# Opinions of the Strongarm Sissy Stick or equivalent



## Net 30 (Mar 24, 2012)

Be wary of Strongarm's warranty.....

http://www.microskiff.com/cgi-bin/yabb2/YaBB.pl?num=1394553091


----------



## WhiteDog70810 (May 6, 2008)

I have heard some grumbling about Strongarm, but I would like to confine discussion to the merits of the product in question. Warranties are peripheral to my interests at this time.

Nate


----------



## PG350 (Jan 19, 2012)

I was looking for the same.  I like the sissy stick and was thinking about the fishmaster grab bar but I am running low on funds.  Here is a pic of another one that I really liked from custom gheenoe. 







   THE ONES ON THE RIGHT



What I am going to try is this and a piece of aluminum bar that I will get and possibly form some kind of handle. 

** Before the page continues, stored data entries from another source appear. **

PR #669, opened 2022-02-07
better check on dmpro blueprints creation

ThyWoof:


SolastaCommunityExpansion/Models/DmProEditorContext.cs
```diff
@@ -193,7 +193,10 @@ private static void UnleashGadgetsOnAllEnvironments()
                         newGadgetBlueprint.PrefabsByEnvironment.Add(myPrefabByEnvironment);
                     }
 
-                    newGadgets.Add(newGadgetBlueprint);
+                    if (!newGadgets.Exists(x => x.Name == newGadgetBlueprint.Name))
```
PhilPJL, line 196: You can use TryAdd()

ThyWoof:
added 2 tweaks on MC as well. Reason why GUI patches cannot be protected is because we change the terms. If we protect them and MC disabled the tooltip on hero will produce a NULL as it expects 3 parameters with this mod.

PhilPJL (approved):

PR #673, opened 2022-02-08
refactor upcast conjured elemental or fey

ThyWoof:
. Feature now patches 2 methods instead of 3;
. Improved performance as `SpellDefinition.SubspellsList` patch was getting called 3 times from `SubSpellSelectionModal.Bind`. Now it gets cached once and reused;


PhilPJL (changes requested):
Doesn't work :)

ThyWoof:
@PhilPJL : couldn't open the shared save file but revisited the logic and indeed it was incorrectly filtering spells so I hope this change fixes it. please review with your save.

ChrisPJohn (approved):
The changes look fine. I assume they were verified in game.

ThyWoof:
It’s now working after I got the save file from @PhilPJL. Shared some screenshots as well but prefer him to do the final merge

PhilPJL (approved):
Works correctly now

PR #675, opened 2022-02-08
CTRL-click only swaps main hand

ThyWoof:
CTRL-click when swapping weapon configurations will only swap main hand. This is in case you have a good shield and wanna only swap weapons keeping the same shield in hands. What really ends up happening is the off hand item moves from one wielded config to another...


ThyWoof:
also add a setting to unleash 3rd row to be used with any items. There is still a refresh issue when the inventory first displays though...

PhilPJL (approved):
There is an issue with enabling the tertiary slot when both hands in use on selected slot.
Will create repro.

PR #73, opened 2016-10-01
Copy edit

uklauer:
Commit 01e48049982c48c8178202f34572e4c00dc8ab7b added a third policy to a list of two, but did not update the following sentence that referred back to “two policies”.


jeisinger:
hey, thx for the patch. Could you rebase it, I'd merge it then.

@wseltzer fyi... the ipr check fails, but it's small fix, so I think it's ok to accept it

uklauer:
Rebased on current master.

wseltzer:
ok

PR #78, opened 2016-10-18
Use "potentially trustworthy URLs"

hillbrad:
The concept of an "a priori authenticated URL" no longer exists in MIX, use "potentially trustworthy URLs" from SECURE CONTEXTS throughout.

Also fixes cases where an origin was being used as in input to determine if a URL was trustworthy.


index.src.html
```diff
@@ -108,9 +108,9 @@
       text: name; for: meta; url: attr-meta-name
       text: referrerpolicy; for: a; url: attr-a-referrerpolicy
       text: referrerpolicy; for: link; url: attr-link-referrerpolicy
-spec: MIX; urlPrefix: https://w3c.github.io/webappsec/specs/mixedcontent/
+spec: SECURE-CONTEXTS; urlPrefix: https://www.w3.org/TR/secure-contexts
```
domenic: Wrong URL, should be https://w3c.github.io/webappsec-secure-contexts/ ("TR stands for trash")

estark37:
Thanks, @hillbrad and @domenic! LGTM with @domenic's comment about the URL.

PR #79, opened 2016-10-31
Editorial: reduce dependency on anchors block

annevk:


annevk:
You're depending a lot on the bikeshed "anchors" block while most specifications don't need that. It would be much better to make use of the automatic linking so you know when definitions change or go out of-of-date.

This currently generates one bikeshed warning (though also removes some) as I have not marked one term in Fetch for export that you happen to need. That should be fixed by tomorrow.

annevk:
You might also want to take some time to see what more terms you can remove as the current setup is rather fragile.

estark37:
Ah, cool, I didn't know this was the right way to do things. Thanks! I get a bunch of errors from bikeshed when I make this, though:

```
$ make
bikeshed -f spec ./index.src.html
FATAL ERROR: No 'dfn' refs found for 'requests' that are marked for export.
FATAL ERROR: No 'dfn' refs found for 'client' that are marked for export.
FATAL ERROR: No 'idl' refs found for 'Request'.
FATAL ERROR: No 'dfn' refs found for 'origin' with for='request'.
FATAL ERROR: No 'dfn' refs found for 'current url' that are marked for export.
FATAL ERROR: No 'dfn' refs found for 'potentially trustworthy url'.
FATAL ERROR: No 'dfn' refs found for 'clients' that are marked for export.
FATAL ERROR: No 'dfn' refs found for 'request' that are marked for export.
FATAL ERROR: No 'dfn' refs found for 'referrer policy' with for='request'.
FATAL ERROR: No 'dfn' refs found for 'browsing contexts' that are marked for export.
FATAL ERROR: No 'dfn' refs found for 'responses' that are marked for export.
FATAL ERROR: No 'idl' refs found for 'Response'.
FATAL ERROR: No 'dfn' refs found for 'parse a header value'.
FATAL ERROR: No 'dfn' refs found for 'header list' that are marked for export.
FATAL ERROR: No 'dfn' refs found for 'response' that are marked for export.
FATAL ERROR: No 'dfn' refs found for 'referrer' with for='request'.
FATAL ERROR: No 'dfn' refs found for 'browsing context' that are marked for export.
FATAL ERROR: No 'dfn' refs found for 'local scheme' that are marked for export.
```

Any idea what's going on? Am I doing something wrong?

annevk:
@estark37 I suspect if you run "git pull" followed by "bikeshed update" in your local bikeshed repository those should go down a fair bit.

annevk:
I updated the PR to remove the last warning (and also remove a new warning due to changes in the URL Standard).

estark37:
Marked as non-substantive for IPR from ash-nazg.

estark37:
Ah, yes, that does the trick, thanks.

PR #80, opened 2016-10-31
Editorial: export terms for Fetch

annevk:


annevk:
Note that the generated resource is not ideal here. I tried to solve those problems in #79 so you might want to merge that first.

annevk:
This PR coupled with https://github.com/tabatkins/bikeshed/issues/855 will make it feasible for Fetch to no longer use an "anchors" block for Referrer Policy links.

annevk:
I'll rebase this.

annevk:
Done. By the way, why is there both a master and gh-pages branch?

estark37:
Thanks @annevk! The gh-pages branch makes the spec accessible at https://w3c.github.io/webappsec-referrer-policy/

annevk:
I understand, but wouldn't it be easier to just have a gh-pages branch then and do away with master?

estark37:
Not sure -- that's the way it's been set up since before my time, and seems to be the way other webappsec specs are set up too. @mikewest @jeisinger? Maybe it's sometimes convenient to be able to put changes on master without updating the editor's draft right away?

I am going to mount it with some serious hardware and a super strong backing plate.  I might even add more bracing if needed.   I bought this rod holder for $16.00 on ebay and it feels pretty solid.


----------



## PG350 (Jan 19, 2012)

Sorry, I did not realize you probably do not have a place to mount something like this to your boat. I have a center bench/ storage area that is perfect for mounting one of these but I do not remember what boat you have.


----------



## WhiteDog70810 (May 6, 2008)

Homebrew bote.

I like that removable T-handle one.

Thanks,

Nate


----------



## Edfish (Jan 4, 2013)

I got anytide/shallow water solutions to fabricate a composite grab bar.  The "bar" is removeable and the barrel mounts to a vertical surface.  Here are some pics:





I thought the shipping was pretty fast, the price was quite fair, and everything was designed to the specs that fit my boat.  I use it all the time, and like it quite a bit, though admittedly I'm using it for balance and hopefully will not be asking it to support my weight in calamitous scenarios...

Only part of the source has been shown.